И, не справившись с охватившим ее волнением, упала без сознания на мостовую. Пришлось унести ее домой на том тюфячке, который она предназначала для брата.

Только одеваясь на следующий день, Бенжамен вспомнил о своей ране, сестра же его слегла в тяжелой горячке. Восемь дней находилась она между жизнью и смертью, и за все это время Бенжамен не покидал ее изголовья. Когда она настолько пришла в сознание, что способна была выслушать его, он дал ей слово впредь вести более пристойную жизнь, расплатиться с долгами и жениться.

Вскоре бабушка поправилась и поручила мужу найти подходящую невесту для Бенжамена.

Как-то ноябрьским вечером дед вернулся домой, с ног до головы покрытый грязью, но сияя от удовольствия.

— Я нашел тебе невесту, которая превосходит все наши ожидания! — закричал этот добрый человек, пожимая руку шурину. — Ну, Бенжамен, теперь ты будешь богат и сможешь сколько твоей душе угодно лакомиться мателотом.

— Кто же это? — в один голос опросили бабушка и Бенжамен.

— Единственная дочь, богатая наследница, дочь папаши Менкси, с которым мы вместе, месяц тому назад, чествовали святого Ива.

— Дочь этого уездного лекаря, который лечит почечных больных?

— Да. Он согласен безоговорочно, в восторге от твоего остроумия и считает, что, судя по твоей повадке и красноречию, ты способен замещать его в его профессии.

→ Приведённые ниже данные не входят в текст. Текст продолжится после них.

PR #3209, opened 2024-03-04
COMPAT: Update import of parse_path from fiona

### LINKED ISSUE #3207: MAINT: Fiona 1.10 support
In our CI builds our fiona tests are failing against the 1.10a wheels, as a new path opening API is introduced (https://github.com/Toblerity/Fiona/pull/1331/files). We use `fiona.parse_path`, `fiona.path.ParsedPath`, `fiona.path.UnparsedPath` and `fiona.path.ParsedPath.from_uri(path)` at a quick glance. Now I think if we'd imported `fiona.path` instead of getting it relative to `import fiona` we'd just hit a warning that these will be removed in fiona 2.0 instead of hard crashes, but we may as well look at solving the root problem right now.

Edit: had a bit of a look and it seems to keep the same level of convenience witth zipfiles we might need to either vendor some things from fiona (or use the private internals), or use fsspec or similar

sgillies:
Replaces broken usage with deprecated usage. Disentangling GeoPandas from fiona's path module is left as a TODO.

Resolves #3207

@m-richards @jorisvandenbossche I think this should get the project back in green.

### DIFF
--- a/geopandas/io/tests/test_file.py
+++ b/geopandas/io/tests/test_file.py
@@ -687,11 +687,6 @@ def test_infer_zipped_file(engine, nybb_filename):
     gdf = read_file("file+file://" + path, engine=engine)
     assert isinstance(gdf, geopandas.GeoDataFrame)
 
-    # Check that it can add a zip scheme for a path that includes a subpath
-    # within the archive.
-    gdf = read_file(path + "!nybb.shp", engine=engine)
-    assert isinstance(gdf, geopandas.GeoDataFrame)
-
 
 def test_allow_legacy_gdal_path(engine, nybb_filename):
     # Construct a GDAL-style zip path.
--- a/geopandas/io/tests/test_file.py
+++ b/geopandas/io/tests/test_file.py
@@ -687,6 +687,13 @@ def test_infer_zipped_file(engine, nybb_filename):
     gdf = read_file("file+file://" + path, engine=engine)
     assert isinstance(gdf, geopandas.GeoDataFrame)
 
+    # Check that it can add a zip scheme for a path that includes a subpath
+    # within the archive.
+    # TODO: fix for fiona
+    if engine == "pyogrio":
+        gdf = read_file(path + "!nybb.shp", engine=engine)
+        assert isinstance(gdf, geopandas.GeoDataFrame)
+
 
 def test_allow_legacy_gdal_path(engine, nybb_filename):
     # Construct a GDAL-style zip path.
--- a/ci/envs/311-dev.yaml
+++ b/ci/envs/311-dev.yaml
@@ -24,8 +24,7 @@ dependencies:
     - mapclassify>=2.4.0
     # dev versions of packages
     - --pre --index-url https://pypi.anaconda.org/scientific-python-nightly-wheels/simple --extra-index-url https://pypi.fury.io/arrow-nightlies/ --extra-index-url https://pypi.org/simple
-    # TEMP pin, see https://github.com/geopandas/geopandas/issues/3207
-    - fiona==1.9.*
+    - fiona
     - pandas
     - matplotlib
     - pyarrow
--- a/geopandas/io/file.py
+++ b/geopandas/io/file.py
@@ -326,6 +326,7 @@ def _read_file_fiona(
             # Meanwhile parse_path is imported here to avoid adding more conditional
             # statements at the top of the module.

— Черт возьми, — почесывая в затылке, сказал Бенжамен, — мне совершенно не улыбается лечить его больных.

— Дурень, как только ты сделаешься зятем папаши Менкси, ты пошлешь его со всеми его пузырьками к черту и привезешь свою жену в Кламеси.

— Конечно, но беда в том, что у девицы Менкси рыжие волосы.

— Нет, даю тебе честное слово, Бенжамен, она всего-навсего блондинка.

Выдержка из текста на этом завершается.